但日本面临的尴尬是:政府故意不对移民作正解。虽然他们也使用着英语“migrants”这一单词,但就是无法接受“接受移民”这个概念。所以,日本至今没有一个明确的移民政策。所有的人口引进,都是以外国人技术者或劳动者的名义来制定政策的。单一的民族构成,纯粹的文化自信,让日本人在移民问题上畏首畏尾。2016年,执政的自民党党内有一种呼声,是否能采取最狭义的移民定义,将永住者视为移民?但当时较为保守的安倍首相,显然对移民这一提法不感兴趣而不了了之。永住者=日本移民?至今没有说法。
《二个日本:“移民国家”的建前与现实》,望月优大著,讲谈社,2019年
有一种说法认为,如果按照现在的人口框架走向去,到2050年,日本的外劳将达1000万人。因此,如何促成多文化共生,是一个非常紧迫的课题。由于日本人更倾向单一和纯粹,所以更在意在本质主义为特征的不同文化实体中,寻找出与其他文化的区别或不同为第一要义。如日本文化与韩国文化的区别,如日本文化与中国文化的不同等。然而,在全球文化高度流动的大背景下,一国再难保有不被“渗透”的纯粹而单一的文化。一些看似不入眼球的流行文化和亚文化,则在各国本质主义文化实体中,更轻巧更机质地触碰到了两面或多面的接受点或融洽点。如饮食文化、服饰文化、节日文化、旅游文化等。著有《日本经济思想史》《日本的技术变革》等畅销书的作者泰萨·莫里斯·铃木教授,将其称之为“化妆的多文化主义”。
大久保街区
新宿大久保地区
当然,由于外国人占了该地区人口35%以上,再加上杂乱无章的各种经营活动,不可避免地发生了与当地日本人在诸如文化和生活方式等方面的冲突。如住房群居、夜间噪声、油烟污染、垃圾处理、治安犯罪等问题。不过,大久保/新大久保附近的日本人,恐怕早已意识到,除非搬出大久保(确实也有不少日本人搬出),否则除了接受和外国人一起生活这个事实之外,别无选择。或者可以这样说,大久保/新大久保附近的日本人,通过极不情愿的且相当消极的方式,体验到了何谓多文化共生,体验到了什么叫与世界紧密相连。这正如日本纪实作家室桥裕和在《新大久保纪实:行走在移民最前线都市》(辰巳出版,2020年)一书中写道:“正如我第一次走在新大久保时感受到的那样,这个街区的多样性是建立在日语和日本文化这个内核的基础之上的。在此定居并安宁地生活的外国人都学习日语,尊重日本的文化和规则。正因为有这个基础,才形成了如今的多民族聚居地。”这样看,岛国日本内面的一个事实恐怕就是多元与单一、繁杂与纯粹的长期并存。这两种不同的社会相向原则,会使日本社会成为一个动态的而不是静态的社会。不过,恰恰是在动态社会的驱动下,日本才有未来。
《新大久保纪实:行走在移民最前线都市》,室桥裕和著,辰巳出版,2020年
对日本来说,人口压力和经济停滞是接受移民的主因。对想来日本移民的外国人来说,摆脱贫穷是主因。当然,已经摆脱了贫困、经济体量巨大的一些国家外国人,之所以也去日本移民,则是瞄准了这里的福利和投资。他们看准了这里是过“小确幸”生活的理想国。
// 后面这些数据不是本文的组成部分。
PR #981, opened 2019-07-18
Create build script for Android release builds

jvff:
This PR creates a script to help build the Android APKs. The script will automatically build `mullvad-jni` for all supported ABIs, and copy the resulting shared library along with `libwg.so` to a directory where Gradle can pack them into the APK. The final APK is then copied to the `dist` directory with the version name.

The `README` was updated to describe how to set-up the environment for all supported ABIs and to use the script.

The script supports building development builds using `--dev-build`. These are built faster and are automatically signed with a debug key, making the development process simpler. The generated APKs have a `-debug` suffix.

In order to build a "release" APK, it has to be signed. This is done automatically, as long as the signing keys are configured according to the README.

The PR also includes some ProGuard rules to not obfuscate classes that `mullvad-jni` uses, so that in release builds they can still be found.

Git checklist:

* [x] Describe the change in **`CHANGELOG.md`** under the `[Unreleased]` header. **No user-visible changes included.**

---
This change is [Reviewable](https://reviewable.io/reviews/mullvad/mullvadvpn-app/981)

### DIFF
--- a/.gitignore
+++ b/.gitignore
@@ -17,5 +17,6 @@
 /dist-assets/openvpn
 /dist-assets/openvpn.exe
 /windows/**/bin/
+/android/local.properties
 **/.vs/
 *.bak
--- a/.gitignore
+++ b/.gitignore
@@ -17,6 +17,7 @@
 /dist-assets/openvpn
 /dist-assets/openvpn.exe
 /windows/**/bin/
+/android/keystore.properties
 /android/local.properties
 **/.vs/
 *.bak
--- a/README.md
+++ b/README.md
@@ -96,12 +96,30 @@ unzip android-ndk-r20-linux-x86_64.zip
   --platform=android-21 \
   --arch=arm64 \
   --install-dir=$PWD/toolchains/android21-aarch64
+./android-ndk-r20/build/tools/make-standalone-toolchain.sh \
+  --platform=android-21 \
+  --arch=arm \
+  --install-dir=$PWD/toolchains/android21-armv7
+./android-ndk-r20/build/tools/make-standalone-toolchain.sh \
+  --platform=android-21 \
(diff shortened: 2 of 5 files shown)


jvff:
___
*[android/build.sh, line 5 at r1](https://reviewable.io/reviews/mullvad/mullvadvpn-app/981#-Lk4OIkzEeBauyVbUAYR:-Lk4PEA1B1cmlIuzrWzL:b-v0emyp) ([raw file](https://github.com/mullvad/mullvadvpn-app/blob/2535252a0f64332a148344d60ec19705ca5ac78b/android/build.sh#L5)):*

We have been through a couple of solutions for this problem before. And what we have in `build.sh` now seems to be the most portable and cross platform compatible. So can't we just re-use what we have learned before?:

```bash
SCRIPT_DIR="$( cd "$( dirname "${BASH_SOURCE[0]}" )" && pwd )"
cd "$SCRIPT_DIR"
```
</blockquote></details>

Can I just use `cd "$(dirname "${BASH_SOURCE[0]}")"`? I don't think it makes sense to `cd` twice if I'm not storing the path anywhere.

jvff:
___
*[android/build.sh, line 27 at r1](https://reviewable.io/reviews/mullvad/mullvadvpn-app/981#-Lk4Or48BiuGrYGJUdOC:-Lk4QOXx1aSXTnXjYr4Y:b3xwt5c) ([raw file](https://github.com/mullvad/mullvadvpn-app/blob/2535252a0f64332a148344d60ec19705ca5ac78b/android/build.sh#L27)):*

We could potentially do the refactoring later. Just saying we might want to consider it. And if we keep the style the same now already that will be a lot easier when we do it.
</blockquote></details>

So, should I change all variables to be upper case?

这样看,所谓的“日本魅力”主要不是显现在创建主义和学说(虽然可以自由的著书立说)方面,也不在志同道合地组建政团(虽然可以自由组建)方面。因为主义和学说对这个国家没有用(这个国家靠有奶便是娘解决了令各国政治家头疼的经济问题),因为外国人政团对这个国家也不起作用(入籍归化了的日本政治家,都难以善终。如1998年在品川王子饭店自杀的众议院议员新井将敬,就是在日韩裔第三代。他的自杀表明外国人政治家在日本没有任何出路。)但这里贫富均衡、医疗先进、治安良好、文明整洁、工作岗位多多、民生保障充分、教育机会均等、法制深入人心。总之,这里能过上不算富裕但也无太大遗憾的日常,这里是一个崇尚努力工作,遵守规则的地方。
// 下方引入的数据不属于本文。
PR #991, opened 2019-07-26
Automatically retry key generation when Android app resumes

jvff:
This PR is a minor UX improvement. If the user has too many keys registered to his account, he currently has to go to the web-site to revoke some keys. After doing so, when he returns the app it would previously still think there are too many keys, so the user would have to log out and log in again for the changes to take effect.

This PR implements automatic retries to generate the WireGuard key if it had previously failed because there were too many keys. The retries occur every time the app is resumed, so this aligns with the user returning to the app.

Git checklist:

---
This change is [Reviewable](https://reviewable.io/reviews/mullvad/mullvadvpn-app/991)

### DIFF
--- a/android/src/main/kotlin/net/mullvad/mullvadvpn/MainActivity.kt
+++ b/android/src/main/kotlin/net/mullvad/mullvadvpn/MainActivity.kt
@@ -87,6 +87,11 @@ class MainActivity : FragmentActivity() {
         }
     }
 
+    override fun onResume() {
+        super.onResume()
+        keyStatusListener.onResume()
+    }
+
     override fun onStop() {
         unbindService(serviceConnection)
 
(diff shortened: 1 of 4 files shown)


jvff:
___
*[mullvad-jni/src/lib.rs, line 255 at r1](https://reviewable.io/reviews/mullvad/mullvadvpn-app/991#-LkiYidBACYaoU4LfyTl:-Lkwyq2O3AC5neh3doK-:bgpvyen) ([raw file](https://github.com/mullvad/mullvadvpn-app/blob/8497d6a6ceb1b6085be1855b0d61840045afa649/mullvad-jni/src/lib.rs#L255)):*

I think calling `.expect()` here isn't ideal either :/ You should still log this, my original issue was that the log message could be more specific, not that this should be handled differently. I'll be more explicit the next time around.
</blockquote></details>

But the internal RPC should never fail unless the daemon thread stops, right? If that happens, we might just abort anyway.

Or do you think there's a way for the call to return an error that's still recoverable from?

京都,一家韩国人移民三代经营的韩式烤肉店(图|库索)
这个国情这个定位就表明日本更受蓝领劳动者欢迎。这也就是说,人们并不是因为“崇日”而来日本,而是为了过好充实的每一天来日本。这样看你想当政治家,来日本移民是不会有戏的。你想成为某个学术领域的理论家,来日本移民是没有人会看你的书。但是,如果你想成为随笔家、小说家或艺术家来日本移民,那多少还有实现的可能。所以“日本魅力”不是“日本信念”,这是关键。不过,随着移民的再扩大和再深入,高度均质化(清一色酱汤)的日本社会必然会被分化成低度多元化(沙拉大拼盘)的日本社会。当然,这一天的到来,需要时日。当然,更要看世界首富马斯克最近所言的出生率超过死亡率的日本,“最终会不复存在”之说,是真是假。如此言为真,那日本真正的移民时代必将到来。唯有包容性、开放性和世界性,才能为日本带来新生。